[EXERCISE INSTRUCTIONS]: Of the records that follow, copy only the lines from the line containing "RFC020 specifies a" to the line containing "## Specification", both included, exactly as written.

[DATA FOR THE TASK]:
★ ★ ★ ★ ★

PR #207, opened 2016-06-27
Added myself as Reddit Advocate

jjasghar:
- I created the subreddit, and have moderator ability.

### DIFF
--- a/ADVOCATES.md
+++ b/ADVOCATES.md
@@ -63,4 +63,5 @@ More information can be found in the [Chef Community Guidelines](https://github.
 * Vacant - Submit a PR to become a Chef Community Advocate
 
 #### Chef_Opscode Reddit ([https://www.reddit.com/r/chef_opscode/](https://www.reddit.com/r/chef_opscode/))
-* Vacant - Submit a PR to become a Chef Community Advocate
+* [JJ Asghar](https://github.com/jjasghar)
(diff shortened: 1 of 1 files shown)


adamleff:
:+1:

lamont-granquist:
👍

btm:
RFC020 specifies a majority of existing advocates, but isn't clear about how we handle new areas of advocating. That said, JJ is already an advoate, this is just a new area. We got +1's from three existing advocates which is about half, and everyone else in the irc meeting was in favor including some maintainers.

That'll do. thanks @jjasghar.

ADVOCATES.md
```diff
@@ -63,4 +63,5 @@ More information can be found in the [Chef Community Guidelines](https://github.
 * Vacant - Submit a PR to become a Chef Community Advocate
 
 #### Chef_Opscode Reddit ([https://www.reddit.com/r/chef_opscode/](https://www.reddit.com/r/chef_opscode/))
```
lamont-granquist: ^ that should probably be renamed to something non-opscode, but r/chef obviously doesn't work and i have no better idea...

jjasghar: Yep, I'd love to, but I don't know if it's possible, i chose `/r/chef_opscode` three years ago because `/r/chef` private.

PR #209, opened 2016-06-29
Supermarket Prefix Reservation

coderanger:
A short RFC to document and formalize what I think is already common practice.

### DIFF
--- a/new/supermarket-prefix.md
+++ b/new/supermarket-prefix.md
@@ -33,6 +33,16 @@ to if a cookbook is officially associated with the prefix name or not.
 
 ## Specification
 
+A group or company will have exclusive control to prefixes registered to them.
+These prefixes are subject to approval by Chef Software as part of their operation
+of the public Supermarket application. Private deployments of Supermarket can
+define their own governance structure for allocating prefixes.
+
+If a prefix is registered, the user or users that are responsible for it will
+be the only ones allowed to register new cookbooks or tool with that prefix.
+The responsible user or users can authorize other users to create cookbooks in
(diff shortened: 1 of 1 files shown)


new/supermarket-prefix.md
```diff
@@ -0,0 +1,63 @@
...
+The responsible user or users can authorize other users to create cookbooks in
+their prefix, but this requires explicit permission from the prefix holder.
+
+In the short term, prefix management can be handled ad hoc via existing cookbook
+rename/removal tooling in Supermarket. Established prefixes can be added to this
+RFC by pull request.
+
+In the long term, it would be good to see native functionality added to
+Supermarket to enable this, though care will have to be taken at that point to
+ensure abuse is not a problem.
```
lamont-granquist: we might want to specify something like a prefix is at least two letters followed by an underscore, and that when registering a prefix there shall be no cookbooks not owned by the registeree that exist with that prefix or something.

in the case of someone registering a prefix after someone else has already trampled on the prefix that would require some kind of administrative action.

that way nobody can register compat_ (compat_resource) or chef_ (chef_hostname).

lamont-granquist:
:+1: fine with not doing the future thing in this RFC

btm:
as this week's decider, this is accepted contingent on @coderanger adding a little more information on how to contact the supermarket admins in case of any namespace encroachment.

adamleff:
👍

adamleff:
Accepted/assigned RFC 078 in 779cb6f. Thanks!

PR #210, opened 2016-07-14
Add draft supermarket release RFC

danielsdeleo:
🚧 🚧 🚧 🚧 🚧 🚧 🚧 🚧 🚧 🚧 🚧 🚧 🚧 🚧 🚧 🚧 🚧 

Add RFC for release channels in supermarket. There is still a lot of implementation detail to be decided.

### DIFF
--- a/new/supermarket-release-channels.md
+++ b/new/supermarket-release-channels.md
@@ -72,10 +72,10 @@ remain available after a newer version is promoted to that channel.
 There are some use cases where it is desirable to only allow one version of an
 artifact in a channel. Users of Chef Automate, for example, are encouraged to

★ ★ ★ ★ ★

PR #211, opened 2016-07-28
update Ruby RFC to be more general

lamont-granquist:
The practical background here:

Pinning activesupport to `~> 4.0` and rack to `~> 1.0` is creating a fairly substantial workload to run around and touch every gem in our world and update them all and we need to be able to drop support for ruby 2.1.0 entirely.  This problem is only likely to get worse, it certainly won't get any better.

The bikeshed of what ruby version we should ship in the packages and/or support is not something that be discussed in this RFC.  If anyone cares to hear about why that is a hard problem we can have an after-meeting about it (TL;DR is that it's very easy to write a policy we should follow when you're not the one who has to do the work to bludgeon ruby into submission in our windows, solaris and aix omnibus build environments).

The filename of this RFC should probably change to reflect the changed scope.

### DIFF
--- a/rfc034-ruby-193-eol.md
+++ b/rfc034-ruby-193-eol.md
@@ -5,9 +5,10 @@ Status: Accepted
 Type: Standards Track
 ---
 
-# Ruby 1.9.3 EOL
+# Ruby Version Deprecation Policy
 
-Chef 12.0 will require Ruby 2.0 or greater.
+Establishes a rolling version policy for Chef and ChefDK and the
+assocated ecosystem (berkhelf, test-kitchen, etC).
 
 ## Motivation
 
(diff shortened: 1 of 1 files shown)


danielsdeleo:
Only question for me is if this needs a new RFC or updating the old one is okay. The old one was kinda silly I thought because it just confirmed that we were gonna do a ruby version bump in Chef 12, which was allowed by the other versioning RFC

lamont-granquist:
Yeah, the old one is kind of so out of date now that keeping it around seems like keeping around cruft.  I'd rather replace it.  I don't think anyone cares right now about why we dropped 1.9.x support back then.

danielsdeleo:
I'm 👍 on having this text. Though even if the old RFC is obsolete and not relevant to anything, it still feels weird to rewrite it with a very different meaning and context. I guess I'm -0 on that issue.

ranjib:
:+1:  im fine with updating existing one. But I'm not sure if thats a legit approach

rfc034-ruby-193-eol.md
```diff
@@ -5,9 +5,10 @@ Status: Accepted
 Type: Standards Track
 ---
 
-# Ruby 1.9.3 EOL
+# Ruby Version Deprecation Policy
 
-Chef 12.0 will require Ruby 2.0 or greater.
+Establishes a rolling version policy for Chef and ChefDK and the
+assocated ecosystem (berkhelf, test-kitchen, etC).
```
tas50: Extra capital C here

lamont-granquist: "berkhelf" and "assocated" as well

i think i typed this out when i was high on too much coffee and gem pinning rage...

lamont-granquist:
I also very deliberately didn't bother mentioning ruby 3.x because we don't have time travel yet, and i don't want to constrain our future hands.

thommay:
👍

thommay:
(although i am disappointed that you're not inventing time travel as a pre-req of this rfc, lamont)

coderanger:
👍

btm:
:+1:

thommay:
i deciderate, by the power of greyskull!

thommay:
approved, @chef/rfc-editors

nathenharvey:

★ ★ ★ ★ ★

[WRITTEN ANSWER]:
RFC020 specifies a majority of existing advocates, but isn't clear about how we handle new areas of advocating. That said, JJ is already an advoate, this is just a new area. We got +1's from three existing advocates which is about half, and everyone else in the irc meeting was in favor including some maintainers.

That'll do. thanks @jjasghar.

ADVOCATES.md
```diff
@@ -63,4 +63,5 @@ More information can be found in the [Chef Community Guidelines](https://github.
 * Vacant - Submit a PR to become a Chef Community Advocate
 
 #### Chef_Opscode Reddit ([https://www.reddit.com/r/chef_opscode/](https://www.reddit.com/r/chef_opscode/))
```
lamont-granquist: ^ that should probably be renamed to something non-opscode, but r/chef obviously doesn't work and i have no better idea...

jjasghar: Yep, I'd love to, but I don't know if it's possible, i chose `/r/chef_opscode` three years ago because `/r/chef` private.

PR #209, opened 2016-06-29
Supermarket Prefix Reservation

coderanger:
A short RFC to document and formalize what I think is already common practice.

### DIFF
--- a/new/supermarket-prefix.md
+++ b/new/supermarket-prefix.md
@@ -33,6 +33,16 @@ to if a cookbook is officially associated with the prefix name or not.
 
 ## Specification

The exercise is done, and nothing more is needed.